Se trata de un orgánulo cuya función y orígenes no están del todo claros. Se cree que son orgánulos muy antiguos que servían para eliminar oxígeno atmosférico en organismos anaeróbicos. Los peroxisomas han perdido importancia. Se encargan de procesos en los que se eliminan radicales de hidrógeno, de forma que colaboran en la detoxificación de sustancias. Por ejemplo, se encargan de la degradación de alcohol. También son útiles para llevar a cabo reacciones en las que se elimine peróxido de hidrógeno, un subproducto muy tóxico del metabolismo. Parte de estas funciones las llevan a cabo de forma coordinada con las mitocondrias.

Eliminación del alcohol y peróxido de hidrógeno

Se han identificado ciertos peroxisomas especiales en las células vegetales, llamados floxisomas, que intervienen en proceos de ciclos vegetales. Sobre todo en un mecanismo de fotorrespiración, que solo se desarrollo con un nivel de dióxido de carbono adecuado. Se trata de unos peroxisomas, por lo tanto, muy especiales.

Otro cilco en el que se conoce su participación en vegetales es la transformación de azúcares a partir de ácidos grasos.

Dibujo de célula con orgánulos

Se pensaba que los componentes de los peroxisomas tenían una ruta equivalente a los de los lisosomas, sus proteínas serían fabricadas en el retículo y empaquetadas en el Golgi. Pero parece que los componentes protéicos de los peroxisomas provienen del citosol, siendo fabricados directamente por los ribosomas libres.
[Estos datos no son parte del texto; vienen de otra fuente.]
PR #992, opened 2021-08-25
[13.0][FIX] purchase_stock_picking_return_invoicing: some fixes

MiquelRForgeFlow:
Some migration fixes.

### DIFF
--- a/purchase_stock_picking_return_invoicing/models/purchase_order.py
+++ b/purchase_stock_picking_return_invoicing/models/purchase_order.py
@@ -1,4 +1,4 @@
-# Copyright 2017 Eficent Business and IT Consulting Services
+# Copyright 2017 ForgeFlow S.L. (https://www.forgeflow.com)
 # Copyright 2018 Tecnativa - Pedro M. Baeza
 # License AGPL-3.0 or later (http://www.gnu.org/licenses/agpl).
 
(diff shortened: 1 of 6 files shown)


AaronHForgeFlow (approved):
Code review :+1:

pedrobaeza:
Please explain the fixes.

MiquelRForgeFlow:
Basically, I adapted methods action_view_invoice_refund (and action_view_invoice) to the action_view_invoice of core (v13). That's a bad migration issue. The fixes in the view are self explanatory. And the fixes in the test, it's because when action_view_invoice button is used to create an invoice, a context is passed in the xml view, but not when only is used to view the invoice (same case for refunds).

purchase_stock_picking_return_invoicing/models/purchase_order.py
```diff
@@ -68,37 +68,60 @@ def action_view_invoice_refund(self):
         action = self.env.ref("account.action_move_in_refund_type")
         result = action.read()[0]
         create_refund = self.env.context.get("create_refund", False)
+        # Invoice_ids may be filtered depending on the user. To ensure we get all
+        # invoices related to the purchase order, we read them in sudo to fill the
+        # cache.
+        self.sudo()._read(["invoice_ids"])
```
pedrobaeza, line 72: I don't get the need for this

purchase_stock_picking_return_invoicing/models/purchase_order.py
```diff
@@ -68,37 +68,60 @@ def action_view_invoice_refund(self):
...
         # choose the view_mode accordingly
         if len(refunds) > 1 and not create_refund:
             result["domain"] = "[('id', 'in', " + str(refunds.ids) + ")]"
         else:
-            res = self.env.ref("account.invoice_supplier_form", False)
-            result["views"] = [(res and res.id or False, "form")]
+            res = self.env.ref("account.view_move_form", False)
+            form_view = [(res and res.id or False, "form")]
+            if "views" in result:
+                result["views"] = form_view + [
```
pedrobaeza, line 88: I don't get as well this, as we should only have form view, not anything more.

purchase_stock_picking_return_invoicing/models/purchase_order.py
```diff
@@ -68,37 +68,60 @@ def action_view_invoice_refund(self):
...
+                    (state, view) for state, view in action["views"] if view != "form"
+                ]
+            else:
+                result["views"] = form_view
+            # Do not set an invoice_id if we want to create a new bill.
+            if not create_bill:
+                result["res_id"] = invoices.id or False
+        result["context"]["default_invoice_origin"] = self.name
```
pedrobaeza, line 123: Why not joining the equal code in a method that is called by both buttons and change only specific part?

purchase_stock_picking_return_invoicing/views/purchase_view.xml
```diff
@@ -13,7 +13,6 @@
                     name="action_view_invoice_refund"
                     string="Create Refund"
                     type="object"
-                    class="oe_stat_button"
```
pedrobaeza, line 16: Why removing this class here and not in the other one?

purchase_stock_picking_return_invoicing/models/purchase_order.py
MiquelRForgeFlow: Because the core method `action_view_invoice` also has it.

pedrobaeza: Then put that and an absolute link to the reference in Odoo core.

purchase_stock_picking_return_invoicing/models/purchase_order.py
MiquelRForgeFlow: Yeah, probably, but who knows if a module extension can need it. The core method `action_view_invoice` has it. But I can remove it if you insist.

purchase_stock_picking_return_invoicing/models/purchase_order.py
MiquelRForgeFlow: Because is not possible. The action and the context in both are distinct.

purchase_stock_picking_return_invoicing/models/purchase_order.py
pedrobaeza: Can you reuse then such core code for not repeating everything? And only change what needed.

purchase_stock_picking_return_invoicing/models/purchase_order.py
pedrobaeza: I see a lot of duplicated lines. Please check better.

purchase_stock_picking_return_invoicing/views/purchase_view.xml
MiquelRForgeFlow: In version v11, the button only appears once and it has it. But in v12 and onwards, the button appears duplicated and has double utility. The case with "create" don't have this class while the case "only view" has it.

Incluso las proteínas de membrana de los peroxisomas son independientes de la ruta retículo – Golgi.

Esto está relacionado con el hecho de que los peroxisomas son orgánulos que se fabrican de novo, es decir, no se fabrican en un determinado sitio de la célula, sino que se dividen a través de otros peroxisomas por bipartición, de forma similar a lo que ocurre con las mitocondrias. Los peroxisomas no tienen material genético propio. Pero incluso sus lípidos de membrana provienen directamente del citosol, no relacionándose con el retículo.